### Required work
Please report each line in the material below that includes "checked".

### Supplied entries
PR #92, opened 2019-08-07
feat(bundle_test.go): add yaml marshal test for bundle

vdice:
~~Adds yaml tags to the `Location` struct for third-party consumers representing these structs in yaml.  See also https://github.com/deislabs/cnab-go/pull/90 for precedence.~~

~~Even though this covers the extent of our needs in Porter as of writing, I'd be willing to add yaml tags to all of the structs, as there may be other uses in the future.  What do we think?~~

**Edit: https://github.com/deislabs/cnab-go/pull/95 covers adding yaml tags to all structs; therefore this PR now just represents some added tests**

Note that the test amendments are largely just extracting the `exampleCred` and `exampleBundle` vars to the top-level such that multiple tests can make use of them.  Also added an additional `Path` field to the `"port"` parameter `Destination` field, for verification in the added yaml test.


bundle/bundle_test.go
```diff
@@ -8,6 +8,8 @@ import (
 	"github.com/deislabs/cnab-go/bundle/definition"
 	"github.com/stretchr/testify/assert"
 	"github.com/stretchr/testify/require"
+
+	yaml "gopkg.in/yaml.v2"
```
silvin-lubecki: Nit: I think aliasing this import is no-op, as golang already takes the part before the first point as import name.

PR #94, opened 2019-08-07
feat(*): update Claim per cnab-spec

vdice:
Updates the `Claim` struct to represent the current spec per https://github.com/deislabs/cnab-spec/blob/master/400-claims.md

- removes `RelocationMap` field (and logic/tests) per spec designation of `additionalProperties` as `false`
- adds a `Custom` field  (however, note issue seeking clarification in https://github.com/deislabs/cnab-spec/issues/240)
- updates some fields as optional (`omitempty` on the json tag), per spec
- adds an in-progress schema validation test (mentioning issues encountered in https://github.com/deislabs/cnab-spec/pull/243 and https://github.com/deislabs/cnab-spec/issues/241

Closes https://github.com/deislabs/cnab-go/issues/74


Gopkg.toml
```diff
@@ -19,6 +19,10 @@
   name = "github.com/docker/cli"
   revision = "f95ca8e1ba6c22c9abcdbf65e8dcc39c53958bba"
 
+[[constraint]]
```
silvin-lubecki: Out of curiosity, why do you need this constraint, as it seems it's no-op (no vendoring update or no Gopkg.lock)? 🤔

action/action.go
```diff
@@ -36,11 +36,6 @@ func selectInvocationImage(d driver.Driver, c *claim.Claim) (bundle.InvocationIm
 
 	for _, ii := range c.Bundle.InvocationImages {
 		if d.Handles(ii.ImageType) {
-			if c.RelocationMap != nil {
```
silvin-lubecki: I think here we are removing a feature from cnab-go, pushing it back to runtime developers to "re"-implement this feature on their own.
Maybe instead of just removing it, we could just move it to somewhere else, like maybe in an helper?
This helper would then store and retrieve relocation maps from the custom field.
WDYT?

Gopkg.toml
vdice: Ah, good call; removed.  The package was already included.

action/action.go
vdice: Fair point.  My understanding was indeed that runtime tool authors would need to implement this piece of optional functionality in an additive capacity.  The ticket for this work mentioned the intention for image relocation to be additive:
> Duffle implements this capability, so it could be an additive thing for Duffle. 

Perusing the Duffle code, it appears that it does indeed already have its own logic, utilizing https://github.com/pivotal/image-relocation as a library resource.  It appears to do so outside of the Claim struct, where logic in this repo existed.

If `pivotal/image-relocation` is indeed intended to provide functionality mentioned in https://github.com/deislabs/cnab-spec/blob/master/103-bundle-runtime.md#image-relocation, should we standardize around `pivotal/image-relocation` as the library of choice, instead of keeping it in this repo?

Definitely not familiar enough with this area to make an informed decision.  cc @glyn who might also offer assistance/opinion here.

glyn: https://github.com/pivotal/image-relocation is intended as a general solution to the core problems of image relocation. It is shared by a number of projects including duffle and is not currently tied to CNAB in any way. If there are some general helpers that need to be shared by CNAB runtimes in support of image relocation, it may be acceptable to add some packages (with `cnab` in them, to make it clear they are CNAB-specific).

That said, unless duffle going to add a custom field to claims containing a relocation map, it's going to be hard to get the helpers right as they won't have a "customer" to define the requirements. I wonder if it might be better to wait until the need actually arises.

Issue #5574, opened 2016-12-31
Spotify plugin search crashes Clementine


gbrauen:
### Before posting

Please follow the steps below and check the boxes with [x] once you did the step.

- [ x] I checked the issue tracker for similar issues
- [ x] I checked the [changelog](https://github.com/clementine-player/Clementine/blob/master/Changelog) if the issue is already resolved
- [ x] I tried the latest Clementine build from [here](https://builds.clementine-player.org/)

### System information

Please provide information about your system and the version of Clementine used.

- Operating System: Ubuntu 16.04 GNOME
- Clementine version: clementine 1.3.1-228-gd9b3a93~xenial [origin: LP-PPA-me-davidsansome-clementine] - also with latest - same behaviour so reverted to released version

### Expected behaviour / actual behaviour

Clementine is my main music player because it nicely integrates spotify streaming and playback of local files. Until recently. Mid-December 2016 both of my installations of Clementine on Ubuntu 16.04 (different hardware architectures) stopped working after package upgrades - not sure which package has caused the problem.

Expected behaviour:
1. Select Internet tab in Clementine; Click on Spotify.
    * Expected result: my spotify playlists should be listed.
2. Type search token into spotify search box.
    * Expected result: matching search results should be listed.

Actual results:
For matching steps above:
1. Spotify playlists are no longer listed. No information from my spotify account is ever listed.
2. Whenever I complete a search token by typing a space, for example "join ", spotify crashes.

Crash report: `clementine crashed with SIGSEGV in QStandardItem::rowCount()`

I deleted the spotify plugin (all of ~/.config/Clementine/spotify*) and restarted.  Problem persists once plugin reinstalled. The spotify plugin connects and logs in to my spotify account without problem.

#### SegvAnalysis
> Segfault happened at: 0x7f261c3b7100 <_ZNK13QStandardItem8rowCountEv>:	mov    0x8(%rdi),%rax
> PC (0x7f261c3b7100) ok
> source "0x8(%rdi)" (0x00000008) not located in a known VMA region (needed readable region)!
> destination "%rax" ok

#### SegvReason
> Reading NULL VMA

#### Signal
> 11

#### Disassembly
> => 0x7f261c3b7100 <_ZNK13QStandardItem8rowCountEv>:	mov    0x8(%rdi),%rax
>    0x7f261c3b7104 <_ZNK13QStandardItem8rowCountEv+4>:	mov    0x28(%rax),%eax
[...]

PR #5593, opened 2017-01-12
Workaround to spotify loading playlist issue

### Task solution
- [ x] I checked the issue tracker for similar issues
- [ x] I checked the [changelog](https://github.com/clementine-player/Clementine/blob/master/Changelog) if the issue is already resolved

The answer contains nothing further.